### Directions for this task
Give the number of lines in the data below that contain "module", with no other words.

Collected data entries:
PR #143, opened 2025-11-27
feat: sglang wideep tp attention modeling

AichenF:
In wide for sglang, when TP attention is enabled in the prefill phase, it affects the input to the shared experts as num_tokens/tp_size, and introduces two additional NCCL operators to handle the TP attention outputs(all gather and reduce scatter). Here, the modeling and MLP logic for WideEP DeepSeek has been modified accordingly.

### DIFF
--- a/src/aiconfigurator/sdk/models.py
+++ b/src/aiconfigurator/sdk/models.py
@@ -1323,7 +1323,7 @@ class WideEPDeepSeekModel(BaseModel):
                     h,
                     self._moe_inter_size,
                     moe_quant_mode,
-                    tp_attn_size=tp_size,
+                    tp_size=tp_size,
                 )
             ]
         )
--- a/src/aiconfigurator/sdk/operations.py
+++ b/src/aiconfigurator/sdk/operations.py
@@ -747,11 +747,11 @@ class WideEPMLP(Operation):
         self._quant_mode = quant_mode
         self._weights = (3 * self._hidden_size * self._intermediate_size) * quant_mode.value.memory
         self.is_context = kwargs.get("is_context", True)  # Default to context mode
-        self.tp_attn_size = kwargs.get("tp_attn_size", 1)
+        self.tp_size = kwargs.get("tp_size", 1)
 
     def query(self, database: PerfDatabase, **kwargs):
         x = kwargs.get("x")  # num_tokens
-        x /= self.tp_attn_size
+        x /= self.tp_size
         overwrite_quant_mode = kwargs.get("quant_mode")
         quant_mode = self._quant_mode if overwrite_quant_mode is None else overwrite_quant_mode
 


src/aiconfigurator/sdk/operations.py
```diff
@@ -747,9 +747,11 @@ def __init__(
         self._quant_mode = quant_mode
         self._weights = (3 * self._hidden_size * self._intermediate_size) * quant_mode.value.memory
         self.is_context = kwargs.get("is_context", True)  # Default to context mode
+        self.tp_attn_size = kwargs.get("tp_attn_size", 1)
 
     def query(self, database: PerfDatabase, **kwargs):
         x = kwargs.get("x")  # num_tokens
+        x /= self.tp_attn_size
```
tianhaox: what's the x here? in non-wideep path, x is local num tokens, and then the tokens fed into moe module is x*attention_dp_size, what about here?

AichenF: x is local num tokens, after tp attention and reduce scatter, each shared expert processes x/tp_size local tokens.

Arsene12358: Maybe it's better not to use "x" to name variable or dict keys. It is just not very descriptive

xutizhou: should we consider the tp of shared expert?

src/aiconfigurator/sdk/models.py
```diff
@@ -1295,6 +1323,7 @@ def __init__(self, topk: int, num_experts: int, moe_inter_size: int, *args) -> N
                     h,
                     self._moe_inter_size,
                     moe_quant_mode,
+                    tp_attn_size=tp_size,
```
xutizhou: does tp_attn_size equal to tp_size? should we use two params to distinguish these.

src/aiconfigurator/sdk/operations.py
AichenF: > Maybe it's better not to use "x" to name variable or dict keys. It is just not very descriptive

sure.

AichenF: > should we consider the tp of shared expert?

If we replace the MLP with GEMM, it should also cover the TP scenario.

src/aiconfigurator/sdk/models.py
AichenF: yes, they are equal

src/aiconfigurator/sdk/operations.py
tianhaox: all code uses x. it can be refactored in another PR to rename this as num_tokens, or something.

src/aiconfigurator/sdk/models.py
tianhaox: can we leverage tp_size directly, any risk?

PR #155, opened 2025-12-05
feat: replace deepseek mlp with gemm

AichenF:


src/aiconfigurator/sdk/operations.py
```diff
@@ -111,15 +111,25 @@ class GEMM(Operation):
...
         super().__init__(name, scale_factor)
         self._n = n
         self._k = k
         self._quant_mode = quant_mode
         self._weights = self._n * self._k * quant_mode.value.memory
+        self._tp_size = kwargs.get("tp_size", 1)
 
     def query(self, database: PerfDatabase, **kwargs):
         x = kwargs.get("x")
+        x //= self._tp_size
```
tianhaox: I'm still not quite sure about why we need to divide x by tp_size. x typically is the local rank num_tokens. is shared moe having same parallel as attention?

AichenF: TP attention﻿ changes the number of tokens that the shared expert﻿ has to process. The current modeling does not take the TP shared expert﻿ into account. In sglang﻿, the shared expert﻿ TP﻿ is controlled by a separate parameter and is independent of attention﻿. Modeling for TP shared expert﻿ can be further extended in the future.

tianhaox: is tp size, attn dp size, moe tp size and moe ep size enough for sglang wideep?
tp size/attn dp size in current modeling is used to control the attn module while moe tp size and moe ep size are for moe module. what's the tp size here, is it typically same as attn module's tp size or moe's tp size or neither?

AichenF: Same as the TP size of the attention module, TP MoE and TP shared expert are not yet modeled. The moe-dense-tp-size argument is used to control TP shared experts and is an independent parameter from the moe_tp_size.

### Finished exercise
3